Eğitim ve sağlık sorunlarında da Bursa’nın yetersiz kaldığı zaten tartışılıyor. Yapılan ankette bunu doğrulamış.
Benim hatırladığım kadarıyla Bursa’da en son devlet eliyle yapılan hastane Şevket Yılmaz Hastanesi. Diğer sağlık yatırımları genelde özel sektör tarafından yapılıyor. Ama, yine de yetersiz kalmış. Çünkü, başta yeşil kartlı hastalar olmak üzere, sağlık tedavi giderlerinde vatandaşların özel sağlık kurumlarına ödeyecekleri miktarın yüzde 40’den yüzde 90’lara kadar yükseltilmesi, sağlık alanında sıkıntı yaratıyor. Bir başka uygulama daha, Tıp Fakültesi’ne sevk sırasında yaşanıyor. Yeşil Kartlı Hastaların Bursa genelinde sadece Şevket Yılmaz Hastanesi’nde tedavi edilmesine karar verilmesi de bu hastanenin kapasitesinin artmasına yol açıyor. Zaten, maddi durumu istenilen düzeyde olmadığı için yeşil kart verilen hastaların tek merkezde tedavi edilmek istenmesi, başta buraya ulaşım olmak üzere pek çok külfeti bir araya getirmesine de tepkiler var.

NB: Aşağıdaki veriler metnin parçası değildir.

PR #3001, opened 2026-08-31
fix(sight): match modern oom-kill dmesg format

jfeng18:
## Problem

`was_pid_oom_killed` only matches the `"Killed process <pid>`" summary line in dmesg. On kernel 5.0+ (commit ef8444ea01d7), memcg OOM kills emit only the structured `oom-kill:...,pid=<pid>,...` line — the summary line is absent. Since containers use cgroup memory limits, memcg OOM is the only OOM form in containerized deployments, so OOM crash attribution is silently missed there.

Verified on kernel 6.6.102: memcg OOM shows only `oom-kill:constraint=CONSTRAINT_MEMCG,...,pid=N,...`; global OOM shows both formats.

## Fix

Recognise both formats via `line_matches_oom_kill` with whole-token pid comparison (no prefix matching).

## Validation

- ECS (kernel 6.6.102): 6/6 OOM tests pass, including 4 new discriminative tests for the structured format
- fmt / clippy clean

Extracted from #661 (f450c8d2).

### DIFF
--- a/src/agentsight/src/interruption/oom_recovery.rs
+++ b/src/agentsight/src/interruption/oom_recovery.rs
@@ -285,7 +285,8 @@ fn match_agent_name(comm: &str) -> Option<&'static str> {
 /// when an agent process disappears, we check dmesg to determine if it
 /// was killed by the OOM killer (vs normal exit, SIGKILL, segfault, etc.).
 ///
-/// Returns `true` if the PID appears in a "Killed process" OOM line in dmesg.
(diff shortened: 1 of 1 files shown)


chengshuyi (approved):
LGTM. 结构化 oom-kill 行匹配逻辑正确：全 token pid 比较防前缀误判，测试覆盖真实 6.6.x memcg OOM 场景，签名未变调用方无影响。

PR #3004, opened 2026-09-01
feat(cosh-ng): [shell] route zsh prompts

### LINKED ISSUE #1943: [cosh-ng] zsh: slash-bearing natural-language prompts bypass interception (bash fixed in #1942)

kongche-jbw:
## Why

#2918 moved slash-bearing natural-language classification into Rust, but Zsh still had ownership gaps around non-leading path prompts and coalesced Tab input. The secret hardening merged in #2996 also treated operators inside `${parameter#pattern}` as outer word boundaries, allowing dynamic Cookie headers to bypass native-history gates and Rust redaction.

## What changed

Enhanced-marker Zsh sessions keep slash, space-prefixed, and potential Han-leading path prompts Rust-owned until submission. Ordinary ASCII prefixes return byte-identically to ZLE as soon as classification resolves.

Tab is handed to ZLE before retained typeahead is replayed. A bounded 50 ms handoff lets the widget finish, then Rust cancels any widget-rewritten buffer and replays all retained bytes as the next logical line. Later bytes are appended, and EOF waits out the same deadline before draining them. If an earlier submit routes to Agent in one coalesced read, the remainder follows the new Cosh owner instead of stale ZLE ownership.

Bash and Zsh native-history detectors now recognize Cookie headers following a closed braced parameter expansion. Rust word scanning treats a precisely closed `${...}` expansion as one shell word and fails closed when nested syntax makes the closing brace ambiguous.

The implementation installs no ZLE wrappers, private key sequences, inherited control descriptors, signals, or shell prompt deadlines. The local 50 ms deadline is limited to the ZLE Tab handoff.

## Related issue

closes #1943

Follow-up hardening for #2996.

## User / Agent impact

Eligible path prompts are intercepted before Zsh executes them. Custom Tab widgets receive Tab normally; retained typeahead drains without another key, while bytes after an Agent ownership cutover cannot reach a stale ZLE widget. Dynamically assembled Cookie headers no longer remain in native history or Rust-backed persistence and display paths.

## Risk and compatibility

The change affects Enhanced Assisted Zsh sessions and secret-redaction boundaries. Candidate buffering remains limited to eligible prefixes, and the Tab handoff retains input for at most 50 ms before cancel-and-replay. Plain braced expansions become one shell word only when a precise matching close is established; ambiguous nested shell syntax fails closed to whole-command redaction.

## Validation

- `cargo test --package cosh-shell --lib --quiet` (1464 passed)
- `cargo test --package cosh-shell --lib zsh_` (12 passed)
- `cargo test --package cosh-shell --test raw_cli raw_cli_zsh_hands_buffered_tab_to_zle_before_follow_up_input -- --nocapture` (1 passed)
- `cargo test --package cosh-shell --test raw_cli raw_cli_zsh_routes_space_prefixed_path_prompt_before_zle -- --nocapture` (1 passed)
- `cargo test --package cosh-shell --lib path_prompt -- --test-threads=1` (6 passed)
- `cargo test --package cosh-shell --test raw_cli path_prompt -- --test-threads=1` (7 passed)
- `cargo test --package cosh-shell --lib evidence::redaction::tests -- --test-threads=1` (8 passed)
- `cargo test --package cosh-shell --lib redaction_boundary_tests -- --test-threads=1` (3 passed)
- `cargo test --package cosh-shell --test shell_host shell_secret_detectors_match_canonical_shapes_and_boundaries -- --test-threads=1` (1 passed)
- `bash -n crates/cosh-shell/src/shell_host/marker/bash.sh`
- `zsh -n crates/cosh-shell/src/shell_host/marker/zsh_secret_detector.zsh`

No ECS, real-provider, or full-workspace gate was run; broader coverage is delegated to CI.

## Documentation and rollback

No documentation changes are required. Revert `68ad7198` to remove parameter-pattern redaction hardening, and revert `b651b6d1` to remove Zsh candidate buffering. Shell-only mode remains the immediate runtime fallback.

### DIFF
--- a/src/cosh-ng/crates/cosh-shell/src/evidence/redaction/shell_word.rs
+++ b/src/cosh-ng/crates/cosh-shell/src/evidence/redaction/shell_word.rs
@@ -155,10 +155,7 @@ fn is_cookie_header_candidate_start(bytes: &[u8], start: usize) -> CandidateStar
         return CandidateStartResult::Match(ShellContext::Unquoted);
     }
 
-    let word_start = bytes[..start]
-        .iter()
-        .rposition(|byte| is_shell_word_boundary(*byte))
-        .map_or(0, |boundary| boundary + 1);
+    let word_start = shell_word_start(bytes, start);
     match decode_static_option_prefix(&bytes[word_start..start]) {
         StaticOptionPrefix::Decoded {
             bytes: option_prefix,
@@ -169,6 +166,50 @@ fn is_cookie_header_candidate_start(bytes: &[u8], start: usize) -> CandidateStar
         StaticOptionPrefix::Dynamic => CandidateStartResult::Dynamic,
         StaticOptionPrefix::Decoded { .. } => CandidateStartResult::NoMatch,
     }
+}
+
+fn shell_word_start(bytes: &[u8], end: usize) -> usize {
+    let mut word_start = 0;
+    let mut cursor = 0;
+    while cursor < end {
+        if bytes[cursor] == b'$' && bytes.get(cursor + 1) == Some(&b'{') {
+            cursor = parameter_expansion_end(bytes, cursor + 2, end);
+            continue;
+        }
+        if is_shell_word_boundary(bytes[cursor]) {
+            word_start = cursor + 1;
+        }
+        cursor += 1;
+    }
+    word_start
+}
+
+fn parameter_expansion_end(bytes: &[u8], mut cursor: usize, end: usize) -> usize {
+    let mut depth = 1usize;
+    while cursor < end {
+        match bytes[cursor] {
+            b'$' if bytes.get(cursor + 1) == Some(&b'{') => {
+                depth += 1;
+                cursor += 2;
+            }
+            // Quotes and nested substitutions require the complete shell
+            // grammar to prove which brace closes this expansion. Consume
+            // the remaining prefix so the caller treats it as dynamic.
+            b'\'' | b'"' | b'`' => return end,
+            b'$' if bytes.get(cursor + 1) == Some(&b'(') => return end,
+            b'<' | b'>' if bytes.get(cursor + 1) == Some(&b'(') => return end,
+            b'}' => {
+                depth -= 1;
+                cursor += 1;
+                if depth == 0 {
+                    return cursor;
+                }
+            }
+            b'\\' => cursor = skip_shell_escape(bytes, cursor),
+            _ => cursor += 1,
+        }
+    }
+    end
 }
 
 fn decode_static_option_prefix(raw_prefix: &[u8]) -> StaticOptionPrefix {
--- a/src/cosh-ng/crates/cosh-shell/src/raw_input/relay.rs
+++ b/src/cosh-ng/crates/cosh-shell/src/raw_input/relay.rs
@@ -13,9 +13,11 @@ use super::event_parser::{
 use super::event_sender::RawInputEventSink;
 use super::generation::{LineSubmitCounter, UserPtyInputGeneration};
 use super::mode::new_delay_input_mode;
+use super::path_prompt_candidate::zsh_path_candidate_should_hold;
 use super::soft_newline::{
     contains_soft_newline_sequence, draft_text_from_bytes, render_soft_newline_markers,
 };
+use super::spawn::ZshPathPromptBuffering;
 use super::{write_all_pty, MainPromptGate, PromptGhostRoute, RawInputEvent, RawInputMode, CTRL_C};
 
 pub(super) struct InputRelayContext<'a> {
@@ -35,6 +37,9 @@ pub(super) struct InputRelayContext<'a> {
     /// until the next prompt_ready marker and later bytes fall back to the
     /// Rust intercept path instead of leaking into a foreground process.
     pub(super) slash_route_enabled: bool,
+    /// Zsh-only capability that keeps slash candidates out of ZLE until Rust
+    /// can route or submit the complete line.
+    pub(super) zsh_path_prompt_buffering: Option<&'a mut ZshPathPromptBuffering>,
 }
 
 /// Writes real user bytes to the PTY, bumping the shared input generation
@@ -114,6 +119,16 @@ fn relay_passthrough_input_with_policy(
     emit_activity: bool,
     pending_shell_submits: usize,
 ) -> io::Result<bool> {
+    if relay
+        .zsh_path_prompt_buffering
+        .as_deref()
+        .is_some_and(ZshPathPromptBuffering::has_deferred_tab_typeahead)
+    {
+        if let Some(buffering) = relay.zsh_path_prompt_buffering.as_deref_mut() {
+            buffering.defer_tab_typeahead(bytes);
+        }
+        return Ok(true);
+    }
     if relay.line_buffer.force_agent_intercept && relay.line_buffer.is_active() {
         relay.line_buffer.soft_newline_enabled = true;
         relay.line_buffer.push(bytes);
@@ -138,6 +153,18 @@ fn relay_passthrough_input_with_policy(
         return candidate::relay_candidate_line(relay, emit_activity, pending_shell_submits);
     }
     relay_native_passthrough(bytes, relay, emit_activity, pending_shell_submits)
+}
+
+pub(super) fn replay_deferred_zsh_tab_typeahead(
+    bytes: &[u8],
+    relay: &mut InputRelayContext<'_>,
+) -> io::Result<()> {
+    // A separate relay turn gives ZLE time to finish the Tab widget. Cancel
+    // its potentially rewritten buffer before replaying preserved input as
+    // the next logical line.
+    relay_native_passthrough(&[CTRL_C], relay, true, 0)?;
+    relay_passthrough_input_with_policy(bytes, relay, true, 0)?;
+    Ok(())
 }
 
 pub(super) fn relay_prompt_ghost_input(
@@ -338,8 +365,21 @@ fn relay_native_passthrough(
     let complete_paste = bytes.starts_with(BRACKETED_PASTE_START);
     if relay.line_buffer.is_active()
         || complete_paste
-        || starts_native_intercept_candidate(bytes, relay.native_line_state)
+        || starts_native_intercept_candidate(
+            bytes,
+            relay.native_line_state,
+            relay.zsh_path_prompt_buffering.is_some(),
+        )
     {
+        if let Some(handled) = tab_handoff::relay_coalesced_zsh_tab(
+            bytes,
+            relay,
+            emit_activity,
+            pending_shell_submits,
+            complete_paste,
+        )? {
+            return Ok(handled);
+        }
         // Route flags must consider the whole draft so far: a bracketed
         // paste opener may arrive as its own chunk (or split mid-delimiter,
         // #1721) before the payload decides CJK vs slash (#1721 D13).
@@ -351,8 +391,21 @@ fn relay_native_passthrough(
         .concat();
         relay.line_buffer.soft_newline_enabled = native_candidate_allows_soft_newline(&combined);
         relay.line_buffer.push(bytes);
+        let zsh_path_candidate = relay.zsh_path_prompt_buffering.is_some();
+        let hold_zsh_path_candidate = zsh_path_candidate
+            && !relay.line_buffer.saw_paste()
+            && zsh_path_candidate_should_hold(&relay.line_buffer.bytes)
+            && !relay.line_buffer.bytes.contains(&b'\t');
+        let return_resolved_zsh_space_prefix = zsh_path_candidate
+            && relay.line_buffer.bytes.first() == Some(&b' ')
+            && !hold_zsh_path_candidate;
         if !relay.line_buffer.in_paste()
-            && native_candidate_should_return_to_shell(relay.input_classifier, relay.line_buffer)
+            && !hold_zsh_path_candidate
+            && (return_resolved_zsh_space_prefix
+                || native_candidate_should_return_to_shell(
+                    relay.input_classifier,
+                    relay.line_buffer,
+                ))
         {
             return flush_candidate_line_to_shell(relay, emit_activity, pending_shell_submits);
         }
@@ -633,6 +686,7 @@ mod candidate;
 mod exit_tracker;
 mod path_prompt_submit;
 mod soft_newline_upgrade;
+mod tab_handoff;
 use bash_submission_guard::{
     bash_submission_has_leading_whitespace, bash_submission_needs_guard, guarded_bash_submission,
     history_private_submission,
--- a/src/cosh-ng/crates/cosh-shell/src/raw_input/relay/path_prompt_submit.rs
+++ b/src/cosh-ng/crates/cosh-shell/src/raw_input/relay/path_prompt_submit.rs
@@ -15,6 +15,11 @@ pub(super) fn route_missing_path_submission(
     relay: &mut InputRelayContext<'_>,
     pending_shell_submits: usize,
 ) -> io::Result<bool> {
+    // Zsh path candidates remain Rust-owned until Enter. If editing or a
+    // control key already returned the line to ZLE, keep it Shell-owned.
+    if relay.zsh_path_prompt_buffering.is_some() {
+        return Ok(false);
+    }
     if !relay.main_prompt_gate.is_path_prompt_ready() || pending_shell_submits > 0 {
         return Ok(false);
     }
@@ -53,15 +58,15 @@ pub(super) fn route_missing_path_submission(
     if let Ok(mut mode) = relay.input_mode.lock() {
         *mode = new_delay_input_mode();
     }
-    // Bytes typed in this read have not reached Readline yet. Write them
-    // before Ctrl-U so Bash echoes the exact user submission, then accept the
-    // cleared line to repaint PS1. The command itself is never executed.
-    let mut repaint = Vec::with_capacity(submit + 2);
-    repaint.extend_from_slice(&bytes[..submit]);
-    repaint.extend_from_slice(b"\x15\r");
     let _ = relay
         .input_events
         .send(RawInputEvent::SyntheticPromptRepaint);
+    // Bytes typed in this read have not reached Readline yet. Write them
+    // before Ctrl-U so Bash echoes the exact user submission, then accept
+    // the cleared line to repaint PS1. The command itself never executes.
+    let mut repaint = Vec::with_capacity(submit + 2);
+    repaint.extend_from_slice(&bytes[..submit]);
+    repaint.extend_from_slice(b"\x15\r");
     write_user_bytes_to_pty(
         relay.master,
         relay.input_generation,
@@ -111,14 +116,21 @@ pub(super) fn route_candidate_missing_path_submission(
         *mode = new_delay_input_mode();
     }
     let sensitive = redact_sensitive_text(&input).1;
-    let _ = relay
-        .input_events
-        .send(RawInputEvent::UserInterceptWithRouting {
+    let event = if input.starts_with('/') {
+        RawInputEvent::UserInterceptWithRouting {
             input,
             reason: InterceptReason::NaturalLanguage,
             cwd,
             sensitive,
-        });
+        }
+    } else {
+        RawInputEvent::NativePathPromptIntercept {
+            input,
+            cwd,
+            sensitive,
+        }
+    };
+    let _ = relay.input_events.send(event);
     send_shell_input_state(true, relay.input_events);
     true
 }
--- a/src/cosh-ng/crates/cosh-shell/src/raw_input/relay/tab_handoff.rs
+++ b/src/cosh-ng/crates/cosh-shell/src/raw_input/relay/tab_handoff.rs
@@ -1,0 +1,96 @@
+//! Zsh candidate handoff when Tab and later input share one terminal read.
+
+use std::io;
+
+use super::{
+    relay_native_passthrough, relay_passthrough_input_with_policy, send_held_input_events,
+    InputRelayContext,
+};
+
+pub(super) fn relay_coalesced_zsh_tab(
+    bytes: &[u8],
+    relay: &mut InputRelayContext<'_>,
+    emit_activity: bool,
+    pending_shell_submits: usize,
+    complete_paste: bool,
+) -> io::Result<Option<bool>> {
+    if relay.zsh_path_prompt_buffering.is_none()
+        || complete_paste
+        || relay.line_buffer.saw_paste()
+        || !relay.line_buffer.pending_partial_bytes().is_empty()
+    {
+        return Ok(None);
+    }
+    let Some(tab) = bytes.iter().position(|byte| *byte == b'\t') else {
+        return Ok(None);
+    };
+    if let Some(submit) = bytes
+        .iter()
+        .position(|byte| matches!(byte, b'\n' | b'\r'))
+        .filter(|submit| *submit < tab)
+    {
+        let submit_end = submit
+            + usize::from(
+                bytes.get(submit) == Some(&b'\r') && bytes.get(submit + 1) == Some(&b'\n'),
+            )
+            + 1;
+        let routed = relay_passthrough_input_with_policy(
+            &bytes[..submit_end],
+            relay,
+            emit_activity,
+            pending_shell_submits,
+        )?;
+        if submit_end < bytes.len() {
+            if !routed {
+                relay_passthrough_input_with_policy(
+                    &bytes[submit_end..],
+                    relay,
+                    emit_activity,
+                    pending_shell_submits,
+                )?;
+            } else {
+                // A handled submit cut over to a Cosh owner. Match the relay's
+                // ownership-crossing rule instead of reinterpreting suffix
+                // bytes through the stale ZLE owner.
+                send_held_input_events(&bytes[submit_end..], relay.input_events);
+            }
+        }
+        return Ok(Some(true));
+    }
+    if tab + 1 == bytes.len() {
+        return Ok(None);
+    }
+
+    let (through_tab, remainder) = bytes.split_at(tab + 1);
+    relay_native_passthrough(through_tab, relay, emit_activity, pending_shell_submits)?;
+    if let Some(submit) = remainder
+        .iter()
+        .position(|byte| matches!(byte, b'\n' | b'\r'))
+    {
+        if submit > 0 {
+            relay_passthrough_input_with_policy(
+                &remainder[..submit],
+                relay,
+                emit_activity,
+                pending_shell_submits,
+            )?;
+        }
+        let submit_end = submit
+            + usize::from(
+                remainder.get(submit) == Some(&b'\r') && remainder.get(submit + 1) == Some(&b'\n'),
+            )
+            + 1;
+        if submit_end < remainder.len() {
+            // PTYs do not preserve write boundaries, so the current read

Buradan ilgilileri uyarmakta fayda gördüm. Çünkü, trenden indikten sonra, Ankara Yolu kenarında yürümek zorunda kalan Yeşil Kartlı hastalardan bazıları direkt ana yolda yaya olarak dolaştıkları için yaya ve araç trafiği açısından tehlike oluşturuyor.
Bursa’da sağlık konusundaki yatırımların azlığından söz etmişken, eğitim konusundaki sıkıntıları pas geçmek olmaz. Çünkü, halkımızda kendisine sorulan sorulara sıkıntıları dile getirirken, önce aş ve ekmek, sonra eğitim, sonra da sağlık sorununu yazmışlar.
Bursa halkı mutlu. Bursalılar, gelecek kuşaklarının da Bursa’da yaşamasını istiyorlar ama dertler inde çözümlenmesini bekliyorlar.